# Black Sline badge



## Scuba*A3 (Feb 2, 2013)

What's everyone's opinion on these black Sline badges from fleabay:

http://www.ebay.com/itm/Audi-S-Line...Parts_Accessories&hash=item2ec5badfdd&vxp=mtr

I've got a titanium package A3 and I'm thinking about taking the silver parts off with the exception of the rings and wheels. Thoughts?


----------



## krazyboi (May 19, 2004)

Scuba*A3 said:


> What's everyone's opinion on these black Sline badges from fleabay:
> 
> http://www.ebay.com/itm/Audi-S-Line...Parts_Accessories&hash=item2ec5badfdd&vxp=mtr
> 
> I've got a titanium package A3 and I'm thinking about taking the silver parts off with the exception of the rings and wheels. Thoughts?


I have those, on my rear doors and front bumper.


----------



## Scuba*A3 (Feb 2, 2013)

krazyboi said:


> I have those, on my rear doors and front bumper.


How is the quality? Cheap plastic/painted chrome or real metal. BTW you got a good looking car.


----------



## Dj Toobs (Jun 10, 2011)

I have the same ones on my fenders for over 1 and a half years and they still look good.


----------



## BeeFam (Jan 26, 2013)

*Front badge*

I have the front black s-line badge on the cheap if you'd like it. It did not fit on my honeycomb grille, however it will fit on OEM Audi grilles.


----------



## krazyboi (May 19, 2004)

Scuba*A3 said:


> How is the quality? Cheap plastic/painted chrome or real metal. BTW you got a good looking car.
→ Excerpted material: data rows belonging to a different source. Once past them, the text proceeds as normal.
PR #336, opened 2015-02-22
First big pass on PEP8'ing all the things.

mathuin:
All PEP8 complaints (except line length) have been fixed except one.  That one will require a little bit of refactoring, so I left it for the primary developer to resolve.

### DIFF
--- a/management/auth.py
+++ b/management/auth.py
@@ -1,129 +1,134 @@
-import base64, os, os.path, hmac
+import base64
+import os
+import os.path
+import hmac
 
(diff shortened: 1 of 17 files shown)


JoshData:
Sorry I'm really not into these coding style things, and massive changes like this make `git blame` a real pain to use.

JoshData:
.... Merging this would also make it impossible to merge any open branches (of which there are a few, and pull requests that anyone might have in the works).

Seems as good as OEM. I didn't look into the details of them.


----------



## Burbank2broward (Dec 20, 2010)

any pics on a car???ic:ic:


----------



## krazyboi (May 19, 2004)

Burbank2broward said:


> any pics on a car???ic:ic:


Nope, just the teaser by the keys 

I'll go snap some...but the car is dirty.


----------



## TTC2k5 (May 23, 2008)

they look nice...maybe a diy if you've got a can of paint laying around.

cheers


----------



## krazyboi (May 19, 2004)




----------



## Ponto (Jan 11, 2012)

I have a set I decided not to use if you want em.


----------



## Scuba*A3 (Feb 2, 2013)

krazyboi said:


>


Humm those look nice with your color scheme



Ponto said:


> I have a set I decided not to use if you want em.


Thanks Ponto, pm'd you


----------



## tp.wannabe.s3 (May 21, 2010)

wo the sline fits well. i will order 1


----------



## Pretarion (Jun 13, 2003)

I have them on my car and love it. The only problem I noticed is the red flag part of the emblem has faded from the direct sunlight last summer. It is a tad faded. Otherwise, the quality is spot on.


----------



## asal (Oct 12, 2007)

I like em :thumbup:


----------



## Tcardio (Mar 19, 2009)

ok on the front fender but keep it off the rear doors. don't be a conformist


----------



## Scuba*A3 (Feb 2, 2013)

I think I'm conviced...But agree with keeping them on the front fender (that's where my orignal ones are located anyway). Guess I'll need to think about de-badging the rear hatch as I think it would throw it off by having the "A3" & "TDI" badges in chrome and then have the black "Sline" badges on the fender. Wouldn't look right in my eyes, unless I get some new smaller ones and paint them black...hummmm


----------



## BeeFam (Jan 26, 2013)

Scuba*A3 said:


> I think I'm conviced...But agree with keeping them on the front fender (that's where my orignal ones are located anyway). Guess I'll need to think about de-badging the rear hatch as I think it would throw it off by having the "A3" & "TDI" badges in chrome and then have the black "Sline" badges on the fender. Wouldn't look right in my eyes, unless I get some new smaller ones and paint them black...hummmm


Use plasti dip. You can spray your A3 and TDI badges while they're still on your hatch. You can then peel off the parts that you don't want. You could also black out your rear emblems at the same time. The black spray dries with a matte finish. If you wanted a gloss look then purchase their gloss finishing spray to use at the end. Check out the "dip your car" videos on YouTube. 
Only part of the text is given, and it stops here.